Start of Study material

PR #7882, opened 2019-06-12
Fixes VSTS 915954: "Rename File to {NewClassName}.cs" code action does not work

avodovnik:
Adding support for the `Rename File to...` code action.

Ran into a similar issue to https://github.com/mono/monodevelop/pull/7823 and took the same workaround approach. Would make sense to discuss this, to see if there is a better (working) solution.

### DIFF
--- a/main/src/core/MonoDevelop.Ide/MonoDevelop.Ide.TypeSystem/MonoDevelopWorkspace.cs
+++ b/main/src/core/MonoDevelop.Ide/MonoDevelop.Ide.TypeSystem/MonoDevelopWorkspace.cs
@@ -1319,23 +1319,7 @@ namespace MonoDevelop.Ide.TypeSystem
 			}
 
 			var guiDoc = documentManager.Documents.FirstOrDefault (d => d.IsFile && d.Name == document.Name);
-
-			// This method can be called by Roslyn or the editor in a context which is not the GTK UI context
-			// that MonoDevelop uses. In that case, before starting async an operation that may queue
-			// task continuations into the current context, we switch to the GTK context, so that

End of Study material

» What to produce: Write out, word for word, the line that contains "-1319,23 +1319,7 @@ namespace MonoDevelop.Ide.TypeSystem" and every line after it through the last line of the listing.

» Result:
@@ -1319,23 +1319,7 @@ namespace MonoDevelop.Ide.TypeSystem
 			}
 
 			var guiDoc = documentManager.Documents.FirstOrDefault (d => d.IsFile && d.Name == document.Name);
-
-			// This method can be called by Roslyn or the editor in a context which is not the GTK UI context
-			// that MonoDevelop uses. In that case, before starting async an operation that may queue
-			// task continuations into the current context, we switch to the GTK context, so that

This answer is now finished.